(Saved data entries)
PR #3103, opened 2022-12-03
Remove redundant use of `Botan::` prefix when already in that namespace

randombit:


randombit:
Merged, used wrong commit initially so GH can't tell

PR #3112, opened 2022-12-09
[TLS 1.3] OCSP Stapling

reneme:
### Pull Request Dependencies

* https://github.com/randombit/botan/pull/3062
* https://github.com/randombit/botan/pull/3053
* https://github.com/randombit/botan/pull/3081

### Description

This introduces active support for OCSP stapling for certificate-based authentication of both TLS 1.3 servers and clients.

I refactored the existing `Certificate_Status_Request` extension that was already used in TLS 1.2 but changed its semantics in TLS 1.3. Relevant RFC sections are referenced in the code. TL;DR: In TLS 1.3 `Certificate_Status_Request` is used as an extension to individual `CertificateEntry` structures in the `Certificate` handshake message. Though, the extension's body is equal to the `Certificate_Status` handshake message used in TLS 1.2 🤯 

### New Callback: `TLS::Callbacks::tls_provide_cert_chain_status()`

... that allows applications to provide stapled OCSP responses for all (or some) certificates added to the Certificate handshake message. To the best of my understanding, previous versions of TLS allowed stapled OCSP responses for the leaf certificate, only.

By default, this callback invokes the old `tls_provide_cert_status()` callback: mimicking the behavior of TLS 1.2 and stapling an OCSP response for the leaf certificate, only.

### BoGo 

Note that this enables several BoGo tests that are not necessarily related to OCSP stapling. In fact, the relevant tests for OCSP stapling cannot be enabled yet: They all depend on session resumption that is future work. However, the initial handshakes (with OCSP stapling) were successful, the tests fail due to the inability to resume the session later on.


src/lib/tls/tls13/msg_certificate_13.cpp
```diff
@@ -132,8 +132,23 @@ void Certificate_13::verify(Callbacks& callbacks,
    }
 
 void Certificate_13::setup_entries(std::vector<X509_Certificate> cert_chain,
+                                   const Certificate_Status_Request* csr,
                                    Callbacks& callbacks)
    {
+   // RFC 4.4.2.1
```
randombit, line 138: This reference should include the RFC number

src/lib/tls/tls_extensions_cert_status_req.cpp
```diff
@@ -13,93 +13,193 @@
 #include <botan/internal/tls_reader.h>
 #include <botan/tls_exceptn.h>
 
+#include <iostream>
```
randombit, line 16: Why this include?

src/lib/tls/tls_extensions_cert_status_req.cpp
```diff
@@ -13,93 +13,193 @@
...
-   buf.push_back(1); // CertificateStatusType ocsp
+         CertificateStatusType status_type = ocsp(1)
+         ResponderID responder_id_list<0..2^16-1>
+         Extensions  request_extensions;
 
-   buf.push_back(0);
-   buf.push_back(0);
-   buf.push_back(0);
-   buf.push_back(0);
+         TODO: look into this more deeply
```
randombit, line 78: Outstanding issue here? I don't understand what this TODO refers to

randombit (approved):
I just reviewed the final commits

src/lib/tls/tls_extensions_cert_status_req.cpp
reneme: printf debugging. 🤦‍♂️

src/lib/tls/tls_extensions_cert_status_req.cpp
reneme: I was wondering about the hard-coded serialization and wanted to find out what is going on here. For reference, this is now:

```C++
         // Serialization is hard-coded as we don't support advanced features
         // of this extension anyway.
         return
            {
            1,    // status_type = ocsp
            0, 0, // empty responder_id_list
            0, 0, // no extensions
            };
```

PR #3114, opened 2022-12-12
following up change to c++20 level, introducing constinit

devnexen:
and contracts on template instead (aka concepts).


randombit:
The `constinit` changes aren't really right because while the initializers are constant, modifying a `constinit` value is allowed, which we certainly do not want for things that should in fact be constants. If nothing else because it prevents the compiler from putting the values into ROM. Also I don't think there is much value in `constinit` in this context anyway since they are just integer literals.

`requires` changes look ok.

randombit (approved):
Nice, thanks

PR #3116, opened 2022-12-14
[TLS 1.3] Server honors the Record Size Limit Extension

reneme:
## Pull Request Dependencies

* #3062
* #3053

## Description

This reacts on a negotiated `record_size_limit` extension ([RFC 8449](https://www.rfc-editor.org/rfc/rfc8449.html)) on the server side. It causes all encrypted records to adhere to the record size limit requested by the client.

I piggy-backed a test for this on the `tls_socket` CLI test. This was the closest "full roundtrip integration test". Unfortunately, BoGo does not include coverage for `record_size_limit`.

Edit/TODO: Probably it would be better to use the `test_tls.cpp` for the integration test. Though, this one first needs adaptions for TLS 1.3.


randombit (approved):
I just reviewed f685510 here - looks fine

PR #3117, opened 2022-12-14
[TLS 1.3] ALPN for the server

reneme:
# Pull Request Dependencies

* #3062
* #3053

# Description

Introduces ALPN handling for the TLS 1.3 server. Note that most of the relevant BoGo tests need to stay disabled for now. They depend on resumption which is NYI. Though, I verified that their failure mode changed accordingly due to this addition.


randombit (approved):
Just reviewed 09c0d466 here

* * *

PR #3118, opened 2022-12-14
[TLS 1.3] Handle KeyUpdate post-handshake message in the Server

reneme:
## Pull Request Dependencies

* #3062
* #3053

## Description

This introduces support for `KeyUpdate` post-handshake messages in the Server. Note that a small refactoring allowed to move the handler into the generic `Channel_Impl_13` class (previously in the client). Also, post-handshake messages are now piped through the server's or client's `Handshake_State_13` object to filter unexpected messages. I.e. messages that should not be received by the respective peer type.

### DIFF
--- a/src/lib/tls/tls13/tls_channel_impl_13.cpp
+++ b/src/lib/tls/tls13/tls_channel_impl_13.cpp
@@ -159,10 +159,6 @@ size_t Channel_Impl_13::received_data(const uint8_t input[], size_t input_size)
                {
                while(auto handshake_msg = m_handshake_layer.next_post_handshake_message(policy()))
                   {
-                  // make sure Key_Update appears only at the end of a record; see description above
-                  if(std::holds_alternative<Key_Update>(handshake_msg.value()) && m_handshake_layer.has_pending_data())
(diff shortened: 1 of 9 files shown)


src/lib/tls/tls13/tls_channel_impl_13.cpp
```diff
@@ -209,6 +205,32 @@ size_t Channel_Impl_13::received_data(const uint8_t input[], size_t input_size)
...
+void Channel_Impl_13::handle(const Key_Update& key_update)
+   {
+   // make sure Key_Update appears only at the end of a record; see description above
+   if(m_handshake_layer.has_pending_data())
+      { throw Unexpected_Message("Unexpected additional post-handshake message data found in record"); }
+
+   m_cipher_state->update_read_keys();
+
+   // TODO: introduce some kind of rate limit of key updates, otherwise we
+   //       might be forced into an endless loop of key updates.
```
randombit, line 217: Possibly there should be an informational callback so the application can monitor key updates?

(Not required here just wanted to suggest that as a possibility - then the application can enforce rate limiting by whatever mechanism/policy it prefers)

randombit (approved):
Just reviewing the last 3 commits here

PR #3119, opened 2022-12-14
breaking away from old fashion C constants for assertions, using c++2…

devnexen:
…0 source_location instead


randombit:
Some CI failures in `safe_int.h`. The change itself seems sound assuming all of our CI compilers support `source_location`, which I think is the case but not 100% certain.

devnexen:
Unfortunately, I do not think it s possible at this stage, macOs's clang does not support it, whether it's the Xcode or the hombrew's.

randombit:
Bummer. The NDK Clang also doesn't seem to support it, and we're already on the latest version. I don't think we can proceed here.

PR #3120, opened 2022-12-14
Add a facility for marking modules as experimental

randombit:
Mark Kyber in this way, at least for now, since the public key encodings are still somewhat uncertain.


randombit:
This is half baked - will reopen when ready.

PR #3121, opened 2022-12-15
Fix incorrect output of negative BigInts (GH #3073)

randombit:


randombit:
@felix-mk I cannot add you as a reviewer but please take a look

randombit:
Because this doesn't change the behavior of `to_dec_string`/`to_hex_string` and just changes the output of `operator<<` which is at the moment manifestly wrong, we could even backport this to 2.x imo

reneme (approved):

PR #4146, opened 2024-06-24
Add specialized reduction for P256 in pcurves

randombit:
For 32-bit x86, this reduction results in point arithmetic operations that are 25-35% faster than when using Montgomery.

**Description of the task**
From the line holding "PR #3117, opened 2022-12-14" to the line holding "Just reviewed 09c0d466 here", inclusive, restate each line above exactly as written.

**Solved problem**
PR #3117, opened 2022-12-14
[TLS 1.3] ALPN for the server

reneme:
# Pull Request Dependencies

* #3062
* #3053

# Description

Introduces ALPN handling for the TLS 1.3 server. Note that most of the relevant BoGo tests need to stay disabled for now. They depend on resumption which is NYI. Though, I verified that their failure mode changed accordingly due to this addition.


randombit (approved):
Just reviewed 09c0d466 here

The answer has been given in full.